WORK ITEM.
Read through the lines below and copy the ones holding the string "using".

SOURCE DATA.
·····
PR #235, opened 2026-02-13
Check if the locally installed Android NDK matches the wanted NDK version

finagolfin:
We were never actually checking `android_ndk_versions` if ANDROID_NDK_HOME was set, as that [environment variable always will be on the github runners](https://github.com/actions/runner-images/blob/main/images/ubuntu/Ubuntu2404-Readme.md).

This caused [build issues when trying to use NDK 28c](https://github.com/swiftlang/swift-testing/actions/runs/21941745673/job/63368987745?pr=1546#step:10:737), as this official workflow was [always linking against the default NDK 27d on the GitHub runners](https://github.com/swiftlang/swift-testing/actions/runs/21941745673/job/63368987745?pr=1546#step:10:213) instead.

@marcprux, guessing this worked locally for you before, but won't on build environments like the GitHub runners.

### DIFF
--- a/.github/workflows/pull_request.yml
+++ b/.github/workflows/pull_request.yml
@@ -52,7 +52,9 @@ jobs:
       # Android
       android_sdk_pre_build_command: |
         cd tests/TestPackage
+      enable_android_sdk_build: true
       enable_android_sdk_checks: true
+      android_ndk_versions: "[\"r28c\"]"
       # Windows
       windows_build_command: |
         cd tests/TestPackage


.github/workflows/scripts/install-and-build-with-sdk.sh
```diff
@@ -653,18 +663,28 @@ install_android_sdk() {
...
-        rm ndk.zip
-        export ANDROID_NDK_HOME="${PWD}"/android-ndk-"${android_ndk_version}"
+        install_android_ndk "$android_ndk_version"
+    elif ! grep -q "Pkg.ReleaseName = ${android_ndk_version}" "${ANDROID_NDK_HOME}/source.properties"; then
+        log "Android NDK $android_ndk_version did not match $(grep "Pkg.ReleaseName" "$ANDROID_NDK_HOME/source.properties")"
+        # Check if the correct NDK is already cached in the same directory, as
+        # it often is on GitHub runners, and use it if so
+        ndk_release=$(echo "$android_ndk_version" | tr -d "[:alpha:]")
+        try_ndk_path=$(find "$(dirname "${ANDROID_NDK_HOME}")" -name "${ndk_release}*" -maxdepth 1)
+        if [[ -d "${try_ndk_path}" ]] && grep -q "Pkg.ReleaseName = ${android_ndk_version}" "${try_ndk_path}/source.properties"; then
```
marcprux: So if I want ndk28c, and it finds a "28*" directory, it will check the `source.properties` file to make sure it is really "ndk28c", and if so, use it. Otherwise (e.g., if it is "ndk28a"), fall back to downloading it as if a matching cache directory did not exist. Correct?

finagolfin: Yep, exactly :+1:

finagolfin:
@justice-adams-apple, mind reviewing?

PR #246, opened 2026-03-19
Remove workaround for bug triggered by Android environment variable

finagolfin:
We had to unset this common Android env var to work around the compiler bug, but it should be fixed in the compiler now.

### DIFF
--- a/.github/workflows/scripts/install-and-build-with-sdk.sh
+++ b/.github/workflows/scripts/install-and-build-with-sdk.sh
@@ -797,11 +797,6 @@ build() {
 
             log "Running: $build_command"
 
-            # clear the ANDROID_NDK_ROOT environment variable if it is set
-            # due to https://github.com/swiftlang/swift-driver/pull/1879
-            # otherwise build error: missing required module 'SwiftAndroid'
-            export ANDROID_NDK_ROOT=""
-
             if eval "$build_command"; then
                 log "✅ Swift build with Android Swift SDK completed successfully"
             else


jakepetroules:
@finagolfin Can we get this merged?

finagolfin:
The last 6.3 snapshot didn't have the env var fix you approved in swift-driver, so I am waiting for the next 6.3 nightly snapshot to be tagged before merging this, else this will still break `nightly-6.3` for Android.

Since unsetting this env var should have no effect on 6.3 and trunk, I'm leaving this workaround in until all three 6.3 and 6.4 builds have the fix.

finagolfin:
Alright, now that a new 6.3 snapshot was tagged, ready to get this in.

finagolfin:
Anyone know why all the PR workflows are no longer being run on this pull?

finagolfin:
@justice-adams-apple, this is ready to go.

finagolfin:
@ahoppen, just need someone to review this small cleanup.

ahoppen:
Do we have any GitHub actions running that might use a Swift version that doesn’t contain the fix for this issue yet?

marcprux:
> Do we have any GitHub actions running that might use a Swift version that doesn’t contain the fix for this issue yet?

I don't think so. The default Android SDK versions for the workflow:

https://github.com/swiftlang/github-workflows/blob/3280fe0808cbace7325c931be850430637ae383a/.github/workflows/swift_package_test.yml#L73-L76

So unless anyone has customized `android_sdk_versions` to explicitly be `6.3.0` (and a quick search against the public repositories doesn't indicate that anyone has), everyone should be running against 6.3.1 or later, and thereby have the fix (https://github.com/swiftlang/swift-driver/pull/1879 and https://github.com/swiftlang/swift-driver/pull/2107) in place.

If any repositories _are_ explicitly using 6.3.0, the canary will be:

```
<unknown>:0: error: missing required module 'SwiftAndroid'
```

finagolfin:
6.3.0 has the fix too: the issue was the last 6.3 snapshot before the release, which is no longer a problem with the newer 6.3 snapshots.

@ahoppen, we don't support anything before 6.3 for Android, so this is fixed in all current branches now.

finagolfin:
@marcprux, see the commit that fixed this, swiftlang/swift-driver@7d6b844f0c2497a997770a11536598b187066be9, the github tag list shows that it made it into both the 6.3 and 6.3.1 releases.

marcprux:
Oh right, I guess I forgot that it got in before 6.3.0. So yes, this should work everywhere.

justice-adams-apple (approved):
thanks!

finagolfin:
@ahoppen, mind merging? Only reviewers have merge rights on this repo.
·····
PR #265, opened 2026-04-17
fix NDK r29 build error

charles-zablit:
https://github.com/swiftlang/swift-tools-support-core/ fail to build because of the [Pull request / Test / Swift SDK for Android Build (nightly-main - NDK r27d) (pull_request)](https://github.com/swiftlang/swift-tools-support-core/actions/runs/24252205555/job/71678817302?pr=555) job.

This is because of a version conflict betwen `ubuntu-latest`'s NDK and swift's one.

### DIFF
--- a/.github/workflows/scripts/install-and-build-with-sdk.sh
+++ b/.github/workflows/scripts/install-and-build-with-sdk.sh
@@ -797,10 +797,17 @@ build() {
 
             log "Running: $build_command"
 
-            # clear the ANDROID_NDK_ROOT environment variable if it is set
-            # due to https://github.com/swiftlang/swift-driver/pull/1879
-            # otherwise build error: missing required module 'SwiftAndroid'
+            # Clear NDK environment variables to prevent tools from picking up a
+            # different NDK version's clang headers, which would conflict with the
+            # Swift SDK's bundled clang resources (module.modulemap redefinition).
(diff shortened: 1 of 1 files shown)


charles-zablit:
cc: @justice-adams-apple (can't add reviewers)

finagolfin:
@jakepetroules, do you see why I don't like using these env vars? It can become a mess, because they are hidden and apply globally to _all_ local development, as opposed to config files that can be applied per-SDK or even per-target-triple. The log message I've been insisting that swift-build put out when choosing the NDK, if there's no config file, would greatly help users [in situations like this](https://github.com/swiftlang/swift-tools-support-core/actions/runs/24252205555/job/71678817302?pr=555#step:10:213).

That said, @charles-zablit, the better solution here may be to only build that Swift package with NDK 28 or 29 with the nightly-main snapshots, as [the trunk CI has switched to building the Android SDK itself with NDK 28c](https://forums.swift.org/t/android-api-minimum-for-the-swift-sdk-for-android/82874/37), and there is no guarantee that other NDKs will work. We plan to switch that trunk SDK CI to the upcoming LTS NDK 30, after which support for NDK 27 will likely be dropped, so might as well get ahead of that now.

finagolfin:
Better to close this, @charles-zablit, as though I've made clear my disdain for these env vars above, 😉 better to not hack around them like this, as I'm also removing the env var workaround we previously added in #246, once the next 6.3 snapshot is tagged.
·····
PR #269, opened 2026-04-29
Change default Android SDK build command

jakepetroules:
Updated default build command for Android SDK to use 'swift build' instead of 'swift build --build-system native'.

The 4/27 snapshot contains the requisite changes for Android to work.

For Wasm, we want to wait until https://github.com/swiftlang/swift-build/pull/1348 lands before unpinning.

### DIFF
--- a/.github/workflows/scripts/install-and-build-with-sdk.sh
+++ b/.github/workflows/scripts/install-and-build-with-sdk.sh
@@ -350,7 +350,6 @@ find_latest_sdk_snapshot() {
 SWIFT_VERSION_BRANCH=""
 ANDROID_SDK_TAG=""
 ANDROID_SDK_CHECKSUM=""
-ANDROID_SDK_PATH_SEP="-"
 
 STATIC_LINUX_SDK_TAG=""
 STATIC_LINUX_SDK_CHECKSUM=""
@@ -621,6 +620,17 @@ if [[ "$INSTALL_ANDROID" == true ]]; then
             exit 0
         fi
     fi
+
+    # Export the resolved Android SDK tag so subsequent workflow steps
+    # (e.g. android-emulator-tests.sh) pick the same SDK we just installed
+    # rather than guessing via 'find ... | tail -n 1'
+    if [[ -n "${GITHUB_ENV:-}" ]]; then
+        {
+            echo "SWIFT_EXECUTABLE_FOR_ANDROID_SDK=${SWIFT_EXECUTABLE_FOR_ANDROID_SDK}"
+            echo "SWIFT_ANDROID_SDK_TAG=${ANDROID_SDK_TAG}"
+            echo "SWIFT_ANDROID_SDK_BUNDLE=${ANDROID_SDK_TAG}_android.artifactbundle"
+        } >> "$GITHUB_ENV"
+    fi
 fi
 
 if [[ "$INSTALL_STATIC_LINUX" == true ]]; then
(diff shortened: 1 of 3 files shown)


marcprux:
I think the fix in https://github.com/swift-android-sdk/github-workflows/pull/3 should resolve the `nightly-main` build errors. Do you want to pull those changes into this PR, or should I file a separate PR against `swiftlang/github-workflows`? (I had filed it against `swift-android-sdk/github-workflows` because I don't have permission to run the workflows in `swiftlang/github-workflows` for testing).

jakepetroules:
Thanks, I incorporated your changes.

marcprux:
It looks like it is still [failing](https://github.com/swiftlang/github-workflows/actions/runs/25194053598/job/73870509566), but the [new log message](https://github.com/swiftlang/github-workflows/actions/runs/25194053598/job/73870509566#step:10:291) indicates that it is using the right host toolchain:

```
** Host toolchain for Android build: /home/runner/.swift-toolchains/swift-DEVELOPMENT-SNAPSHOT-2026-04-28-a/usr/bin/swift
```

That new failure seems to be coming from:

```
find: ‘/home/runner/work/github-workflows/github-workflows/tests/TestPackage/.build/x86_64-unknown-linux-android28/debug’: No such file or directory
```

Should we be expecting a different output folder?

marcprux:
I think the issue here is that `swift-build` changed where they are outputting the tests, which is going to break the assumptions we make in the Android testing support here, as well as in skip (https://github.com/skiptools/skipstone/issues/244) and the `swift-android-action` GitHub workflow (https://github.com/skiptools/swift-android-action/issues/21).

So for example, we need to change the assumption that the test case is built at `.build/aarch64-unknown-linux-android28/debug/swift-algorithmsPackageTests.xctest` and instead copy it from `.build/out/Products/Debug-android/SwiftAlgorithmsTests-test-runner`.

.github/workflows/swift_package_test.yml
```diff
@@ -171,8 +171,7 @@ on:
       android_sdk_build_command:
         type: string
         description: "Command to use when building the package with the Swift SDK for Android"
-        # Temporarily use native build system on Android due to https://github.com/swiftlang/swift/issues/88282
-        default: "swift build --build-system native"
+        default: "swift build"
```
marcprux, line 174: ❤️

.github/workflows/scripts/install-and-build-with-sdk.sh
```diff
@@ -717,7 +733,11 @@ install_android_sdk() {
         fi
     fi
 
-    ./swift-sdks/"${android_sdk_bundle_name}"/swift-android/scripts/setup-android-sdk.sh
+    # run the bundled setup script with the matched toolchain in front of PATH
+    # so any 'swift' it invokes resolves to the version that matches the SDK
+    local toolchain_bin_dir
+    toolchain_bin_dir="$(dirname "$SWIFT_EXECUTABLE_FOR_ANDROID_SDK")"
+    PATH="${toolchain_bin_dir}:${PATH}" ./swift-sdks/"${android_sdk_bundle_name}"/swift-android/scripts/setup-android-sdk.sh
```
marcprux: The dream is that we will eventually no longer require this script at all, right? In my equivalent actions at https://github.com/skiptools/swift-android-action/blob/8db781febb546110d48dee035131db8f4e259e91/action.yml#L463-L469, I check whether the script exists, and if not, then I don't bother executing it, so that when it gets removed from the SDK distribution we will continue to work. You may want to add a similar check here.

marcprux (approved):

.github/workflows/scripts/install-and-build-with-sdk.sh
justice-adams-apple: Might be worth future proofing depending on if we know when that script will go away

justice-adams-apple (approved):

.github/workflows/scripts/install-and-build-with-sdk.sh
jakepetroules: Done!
·····
COMPLETED EXERCISE.
If any repositories _are_ explicitly using 6.3.0, the canary will be:
@jakepetroules, do you see why I don't like using these env vars? It can become a mess, because they are hidden and apply globally to _all_ local development, as opposed to config files that can be applied per-SDK or even per-target-triple. The log message I've been insisting that swift-build put out when choosing the NDK, if there's no config file, would greatly help users [in situations like this](https://github.com/swiftlang/swift-tools-support-core/actions/runs/24252205555/job/71678817302?pr=555#step:10:213).
It looks like it is still [failing](https://github.com/swiftlang/github-workflows/actions/runs/25194053598/job/73870509566), but the [new log message](https://github.com/swiftlang/github-workflows/actions/runs/25194053598/job/73870509566#step:10:291) indicates that it is using the right host toolchain:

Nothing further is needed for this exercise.